Each day in September, I will be posting a question about submission, along with two responses- the first written five years ago and the second from today. I welcome all who wish to join in this exercise to post your own answers in the comments, adjusting the question if necessary to suit your own roles and sensibilities.
How do you know you are submissive or have the potential to be submissive? How do you feel when you express your submission?
I know I am submissive for three reasons.
1) When I submitted to the man I love, it felt right.
2) When I tried a relationship without submission, I got very tense and it eventually destroyed the relationship.
3) When I read other like-minded views, it resonates with me
I once inadvertently fell into a submissive role in a relationship. I hadn’t heard of this kind of lifestyle yet, and neither of us had any idea what was happening at the time. Even though there was no physical component, it was a powerful experience and it felt very right. I had a sense of purpose and satisfaction in serving him. I was more motivated knowing that my actions reflected on him or would be judged by him than when I was only accountable for myself.
From talking to many kinksters- online and in person- I think discovery of one’s inclinations to power exchange and/or other forms of kink tends to fall into one of two categories. For some, there was an event, a trigger, an awakening- a specific moment in which they first felt or developed this aspect of their nature. For others, it’s something that has always been present- undefined, yet no less potent for the lack of words to describe the feelings, urges, and obsessions. In both cases, the discovery that others have had similar or complementary yearnings, learning of the vocabulary and culture that they have built (and perhaps joining in) is a profoundly comforting revelation.

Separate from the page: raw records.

PR #128, opened 2019-08-21
[MEGA-WIP] pipeline steps

jamesgorrie:
Thought being a `PipelineStep` knows only about the `DataType`s of what will come in from somewhere, and then what will go out.

Then you might have a `PipelineLogger` that is more aware of the `PipelineStates` varying states.
Then you might have a `PipelineMetrics` that is more aware of the `PipelineStates` varying states.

I fall firmly into the second category.
Even before learning of the wider spanking and kink communities, I often took on submissive roles in vanilla life- a tendency which I continue even now. I am not comfortable in positions of authority, preferring instead to execute and enable the wishes of others who I respect and trust to set direction. Still, reading a very similar description written by a manager into a year-end review a while back was jarring and surreal, though not quite unsettling. This role suits me and is how I can perform best. Perhaps seeing that recognised could be a positive thing.

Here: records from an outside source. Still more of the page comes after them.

PR #131, opened 2019-08-21
👋  to V1

jamesgorrie:
This was the lightest touch for the removal of this.
Once we don't get any complaints - we can look at how we might remove all the V1 stuff.

<sup>Maybe including Finatra</sup>


api/api/src/test/scala/uk/ac/wellcome/platform/api/works/ApiWorksTestBase.scala
```diff
@@ -89,6 +89,16 @@ trait ApiWorksTestBase
       "description": "$description"
     }"""
 
+  def goneRequest(apiPrefix: String, description: String) =
```
alexwlchan: If you’re creating this, might be worth modifying `gone()` (L130–8) to use this.

jamesgorrie: Updated `gone` to be `deleted` to be more specific.

PR #134, opened 2019-08-22
put both APIs on the same index and container version

jamesgorrie:
Causing issues with being able to bump versions because the data is now out of date and not backwards incompatible.


jamesgorrie:
@warrd Merging so we don't land up with deployment issues. We need to look at tooling as there is still a lot of room for human error.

Vanilla submission is satisfying, though I’ve craved more for as long as I can remember. I’ve no memory of a time when I didn’t fantasise about spanking and discipline. Since getting involved with the local scene, I’ve started to live out some of those fantasies- an incredible experience that was well worth the nerves and awkwardness that comes with joining a new group and speaking of taboo secrets. I’ve also been introduced to other forms of submission I’d never imagined, some of which have become regular elements of my play. Still, despite the new discoveries and explorations, the core of my desire remains unchanged and just as potent as ever.
In any context, submission for me is deeply satisfying, be it displayed through an act of service, acceptance of pain, or heeding advice or guidance.